**Activity:** Filter the records below, keeping only lines with the string "before".

[Stored data entries]
PR #132, opened 2017-02-18
Add Cinnamenu@json

jaszhix:
Cinnamenu is a full featured menu applet for Cinnamon. It is a fork and port of the GNOME Shell extension [Gnomenu](https://github.com/The-Panacea-Projects/gnomenu) by The Panacea Projects.

screenshot

### Features

 * View apps in a list or grid.
 * Dedicated column for places or favorites.
 * Integrated bookmarks from Chrome, Chromium, Firefox, Opera, and Midori.
 * Search through apps, files, bookmarks, and places simultaneously.
 * Indicators for running apps.

Note - this applet doesn't need to be transpiled with Babel like my other applets, so its easier for others to submit PRs for.

[Repo](https://github.com/jaszhix/Cinnamenu)


clefebvre:
Files should be in files/$UUID, not files/.

A lot of things don't work with many of the themes. Some labels aren't even visible.

I'm also worried because we have "menu: consider adopting this layout (https://raw.githubusercontent.com/The-Panacea-Projects/Gnomenu/master/Screenshot.png), same as ours/mintmenu, only better." in our roadmap, so although the work done here helps a lot... we might end up integrating this or something very similar into Cinnamon itself.

jaszhix:
Yeah, I saw that, it actually gave me the idea to port it over. I wasn't sure if that was tentative or not, so I did it anyway (for fun). I was assuming the work might benefit Cinnamon, and maybe the project would borrow a few things. Whether it does or not, I find the features helpful and think its worth publishing. If Cinnamon switches to this or something similar, I don't see it being any different than the many other forks of the current default menu applet.

Which labels aren't showing? I replaced most of the classes with the ones the default menu applet uses. I tested this on the Linux Mint theme, Minty-Y/Darker, and a handful of themes from spices.

clefebvre:
logout, restart and apps/places in listview.

Odyseus:
Hello, evrybody.

@jaszhix: Don't leave files/folders inside the **files** folder other than the actual xlet folder. It's known to break xlet installation. You should also change the folder structure of your other xlets.

jaszhix:
This is actually kind of confusing. When this repo was created that was the structure my applets were already in, and I haven't had anyone tell me their installation broke in this way. I see they just recently changed the documentation here. I will update those applets' folder structures when I need to update those applets again.

jaszhix:
The logout/restart buttons are icon-only, but their labels appear in the selected app box. In the apps/places - you mean the container for the list of apps? These are all St.ScrollView containers, and they can all be scrolled to reveal more of the list. If you, or someone else, could elaborate with a screenshot, maybe one that doesn't contain any sensitive files (this can read recent files if the privacy option is enabled in Cinnamon).

I have a busier weekend ahead, so I might not get to this as soon as I thought, but we'll see. I'll mark it [WIP] and Mint devs can feel free to amend this if it helps it get merged.

jaszhix:
> The presence of this UUID directory, inside of files/ isn't actually needed by Cinnamon (as Cinnamon creates it if it's missing), but it is needed to guarantee a proper manual installation (i.e. when users download the ZIP from the Cinnamon Spices website).

@NikoKrause This is the line that confused me...

> The UUID/files/ directory has to be "empty", which means that it should contain ONLY the UUID directory. Else the spice won't be installable through System Settings.

I think it should be explained that the structure is actually UUID/files/UUID, but it seems like cinnamon-settings installations don't suffer from this and its only for manual installations - which seems like its normally for developers anyway. I haven't had any trouble explaining this to people on the ITM repo as far as manual installation.

NikoKrause:
If you have all your files in the files folder there's no problem. But if your metadata.json and applet.js files are in files/UUID and you have some files in the files folder except UUID, then you get the install problem.

brownsr:
Good going, a very interesting looking applet.  My immediate thought on opening it was 'what are these additional entries in the column on the left'.  I soon realised that they are similar to the favourites bar in the standard menu, with additional mode switching buttons above.  That made me realise just how well the standard menu hid complexity by using a few icons in contrast to the list format of the main menu categories.  You might like to think about how to reduce visual complexity for the user. What is in a favourites bar in the standard menu appears to be broken up into three, with mode switches above, a list of favourites, and a second list at the bottom for power and lock functions.  It would be better to my eyes if these three elements were combined visually. It wasn't hard to find the odd issue, but for a work in progress that's to be expected.  All in all this looks promising.  If you can make the complex twiddles in the user interface disappear and make it more intuitive then that would be even better.

jaszhix:
Yeah, this is mostly a representation of Gnomenu in its current state, with a few features reliant on GNOME Shell APIs either removed (workspace thumbnails based on Main.overview), or commented out (frequently used app list). 

To me as a developer and power user, this currently suits my needs. I could see the UX for most people being improved in the ways you suggested, which is definitely interesting to think about. I agree the current default applet is very good, and I've used it for a long time. I think condensing some of these elements and making the interface's features more obvious is a good first step in that direction.

As far as Cinnamon integration, if it makes you feel better, I ported it with a less opinionated work flow and use of libraries, in case it is used as a base for other projects. Its not exactly adhering to Mint's style guide, but its basically there if you format it to four space indentation.

jaszhix:
Changes:

- Change default value for shortcuts-label to false. This setting toggles whether or not the far left column shows labels alongside the places or favorites icons. This will default to false for now so there is less text clutter.
- Re-comment places/favorites button, as it was only uncommented from the original version for experimentation.
- Remove toggleCategoryWorkspaceMode  …Reimplementing this feature in Cinnamon would require including several versions of files from GNOME Shell's imports.ui, which would involve hacking global objects - out of this project's scope.
- Remove hide-panel-menu setting as it is reliant on a removed feature over an unsupported API
- Fix list/grid toggle button not re-rendering the app list view
- Revert menu-favorites-box class on PanelMenuButton.bottomPane
- Revert changing of default for shortcuts-display

jaszhix:
[This line](https://github.com/linuxmint/cinnamon-spices-applets/pull/132/commits/034f9eb7de1244179814dd69553be39aa5b88565#diff-3d760011bd6bd4759c1811b03baf0b5fL4219) was removed because it caused an extra gap on the right of the menu button on the panel. 

The menu in PanelMenuButton (subclassed from PanelMenu.Button) is overridden with the menu from its parent callee class, CinnamenuButton (subclassed from Applet.TextIconApplet like the default applet), so PanelMenuButton's actors are being added to the stage that way.

brownsr:
Issues with the latest version:

- The places/bookmarks to the left are coming up with very small icons.  The only place I can see what each corresponds to is at the bottom right of the whole menu.  That's a long way to look across for a description and makes mouse control a bit awkward. 
- Not sure what the criteria to appear in the places/bookmarks list are.  
- There are missing icons for toggle startup apps view, restart, logout user and preferences (bottom right)
- Some of the favourite apps are coming up with '-' on the line underneath them
- I can't see what the 'Bookmarks' button does.  All I can see it doing is blanking out the menu when I press it.
- There is a lot of space to the right in list view. Perhaps the control toggles and search bar can be moved left to allow this to be closed down ?
- The search functionality appears to be searching the applet names fine, but is not bringing up things using the description.  The word 'document' gets very different results in this menu compared to the default menu, for example
- 'startup apps view' is strangely titled. It appears to toggle between all applets and the favourites. I'd be tempted to remove it, as the way that the favourites appear as the first category makes them easy to locate, so I can't see that a way to reduce the applet list to just the favourites adds anything.

The main menu functionality seems to work really well. Performance is nice and snappy.  I'm not convinced about the design choice to put a variable length list of places/bookmarks to the left, the way the default menu adds it as a category seems more intuitive as it means that the location and the full description are visually nearby.  

Progressing well :)

jaszhix:
> The places/bookmarks to the left are coming up with very small icons. The only place I can see what each corresponds to is at the bottom right of the whole menu. That's a long way to look across for a description and makes mouse control a bit awkward.

Yeah, that's why I gave them labels. You're right, we may want to kill that column and move it to the category list.

> Some of the favourite apps are coming up with '-' on the line underneath them

This is actually a feature, but its not obvious what it means. It indicates the app is running. I couldn't find a class for a small indicator dot so its just hard coded at color #FFF for now.

> There is a lot of space to the right in list view. Perhaps the control toggles and search bar can be moved left to allow this to be closed down ?

I like that idea.

> The search functionality appears to be searching the applet names fine, but is not bringing up things using the description. The word 'document' gets very different results in this menu compared to the default menu, for example

I carried over Icing Menu's search method over (uses [this](https://github.com/miguelmota/knuth-morris-pratt/)), because I found sometimes I would get the wrong results when searching the default way. Like searching for "settings" brings up everything but settings. What I think is needed though is prioritizing the name in the order of the search results, and give exact matches a higher score, and concatenate the remaining results matched by description behind it.

> 'startup apps view' is strangely titled. It appears to toggle between all applets and the favourites. I'd be tempted to remove it, as the way that the favourites appear as the first category makes them easy to locate, so I can't see that a way to reduce the applet list to just the favourites adds anything.

I agree, it seems a bit unnecessary and there's a bit of a lag if it opens with "All applications" because it has to render the biggest list on init, which isn't likely what the user will be wanting to see, looking through a huge list (not me anyway). 

> There are missing icons for toggle startup apps view, restart, logout user and preferences (bottom right)

This is not what I'm seeing. So to make sure we're on the same page, I created a quick diagram.

menu_diagram

Thanks for the feedback.

brownsr:
I suspect the missing icons are simply because you have additional icons on your computer that are not in the standard set, perhaps you have installed various additional  gnome packages in the course of the development.  The restart button may not be necessary, as pressing shutdown calls up the dialog that chooses between options.  Logout in your app uses 'user-logout-symbolic', logout in the standard app uses 'system-log-out'.  I imagine I would find the same if I investigated the other missing icons.

jaszhix:
menu_vm

I installed this in a development VM I use for testing ITM using Cinnamon Git, and I still see all the icons, but I had to install a ton of things to compile Cinnamon there, so I'm installing a fresh LM18.1 on a new VM.

jaszhix:
Changes:

Fix search regression
Remove shortcuts-label, shortcuts-display, hide-shortcuts, hide-useroptions
Remove category-selection-method
Remove category-hover-delay setting
Remove hide-categories setting
Fix grid column classes
Comment St.Scrollview constraint
Fix grid items getting cut off near the end
Fix schema for apps-grid-column-count
Refactor _displayApplications method
Merge AppListButton and AppGridButton
Use all app metadata in search, but prioritize the name in the order
Clean up supporting files
Trigger menu width change on view mode toggle
Restructure menu layout
Move/repurpose shortcuts column right of the app list, remove the extension preferences button, fix list toggling in bookmarks, places, and recent views.
Subclass CategoryListButton, GroupButton with PopupMenu.PopupBaseMenuItem
Remove height on cinnamenu-categories-workspaces-scrollbox
Remove startup apps display
Move recent and bookmarks buttons to category list

brownsr:
That's getting to be a pretty slick looking menu.  Context menu still needs addressing, and I can't see what the bookmarks button does [and it stays locked on when pressed].  But the main menu stuff is fast, clean and uncluttered.  Nice.  I've limited time during the working week to test things, but I'll do my best if you put further changes through.

jaszhix:
Thanks for the help. I cleaned up some of the CSS so its more cross-theme compatible on my repo. I'll push more changes here when I have more, so there's not a ton of commits from me here. Or I could close this and reopen it with a squashed commit. I'm still thinking about how I want to handle the context menu - I copied over the base context menu class from the default applet, but seems like it will have to be integrated differently because I'm using different kinds of actors for the menu items.

brownsr:
Seeing this image makes me realise a little more about why I am not seeing the bookmarks.  I had been assuming bookmarks as in the nemo bookmarks, you clearly mean browser bookmarks from what I can see.  I see nothing.  That makes me assume there must be some other indexing package you have installed in order for this to work. The link you posted to gnomenu seems to indicate that gir1.2-gda-5.0 is what is needed, so I will try that.

jaszhix:
@brownsr Ah yeah, that's a good point. I forgot about the Gda requirement - ITM uses it as well for Firefox bookmarks. I still need to test Chromium and Opera, and maybe I'll track down the problem.

jaszhix:
Changes:

Add autoscroll, grid icon size scaling, theme compatibility fixes
Create unique bookmark arrays
Add a spacer to pad the toggle button from the search box
Fix chromium bookmark indexing, recurse bookmark structures
Add category icon size setting, theme introspection
Fix context menu behavior
Add overlay context menus for grid view
Add context menu functionality
Add context menu functionality
Move CinnamenuButton, CinnamenuPanel, buttons classes into separate files
Rename PanelMenuButton to CinnamenuPanel
Fix list view app labels not appearing on LM theme, fix category button hover CSS, narrow container width

I tested it on 20+ themes and I'm not seeing any issues. I think its good to go for a 1.0 release, unless someone finds a crippling bug.

NikoKrause:
A few notes:
* The icons in the grid view are HUGE.
* The items in All Applications and in Office are not alphabetically ordered (I'm using German l10n)
* If I open an application through the menu, e.g. firefox, the menu grabs the focus of the cursor. When I left click anywhere on the panel, firefox opens. Right click shows the following errors: http://pastebin.com/MnhEQPwK
* I think it's a little bit slow. I don't have the best hardware, but compared to other menus it's really slow.

brownsr:
There's clearly a condition where the icons can double their dimension.  Not all categories, but quite a few, perhaps those with fewer entries ?  I could trigger this from the search:

(cinnamon:5251): Cjs-WARNING **: JS ERROR: TypeError: itemActor._delegate._app is undefined
CinnamenuPanel.prototype.selectActiveContainerItem@/home/simon/.local/share/cinnamon/applets/Cinnamenu@json/panel.js:1359
CinnamenuPanel.prototype._doSearch@/home/simon/.local/share/cinnamon/applets/Cinnamenu@json/panel.js:1507

I have no speed problems, if NikoKrause is getting a load of error log messages that might be related as a lot of errors being logged will definitely not help speed .  One time through I was seeing some of the same .xsession-errors as NikoKrause

(cinnamon:5073): St-CRITICAL **: st_widget_get_theme_node called on the widget [0x55e39184a830 StScrollView.menu-context-menu:last-child] which is not in the stage.

But other times through I never saw this.

NikoKrause:
The icons in categories with many items are smaller than the icons in categories with just a few items. I have a category with 2 applications only. The icons are huge.

When I hover over the AllApps category it lags for a second before even showing up.
Sometimes there are blank spots before the icons show up.

jaszhix:
Thanks for the feedback. I'll investigate these errors, and see if I can reproduce them. Yeah the grid icon size scales by how many apps are in a list. This was intended to address the "lots of empty space" issue in the grid view. I think its okay for icons to look huge if they're using the space available. You can turn this off in the applet settings.

jaszhix:
Changes:

* App launching bug fixed
* Apps ordered alphabetically
* Improved category navigation lag
* Improved icon rendering
* Fixed favorites being updated closing the menu, optimized how they're refreshed

PR #133, opened 2017-02-18
Remove IcingMenu@json

jaszhix:
I plan on maintaining [this](https://github.com/linuxmint/cinnamon-spices-applets/pull/132) applet instead.


NikoKrause:
Should this be removed now or when the Cinnamenu is uploaded?

jaszhix:
@NikoKrause I guess we might as well wait.

collinss:
Yeah, I don't see the point in removing it until we have something to replace it with.

jaszhix:
I'll let you guys decide if you want this removed. There's a bug where the categories repeat, and may have to do with the height calculation being changed. I'm just trying to budget my time, but I'm not against it staying on the repo if someone wants to try to fix it.

collinss:
It don't think there is any reason to keep it if you're not going to maintain it. Except for the extra layout settings there doesn't seem to be a lot of difference between this and the stock menu applet.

**Response to this exercise:**
When I hover over the AllApps category it lags for a second before even showing up.
Sometimes there are blank spots before the icons show up.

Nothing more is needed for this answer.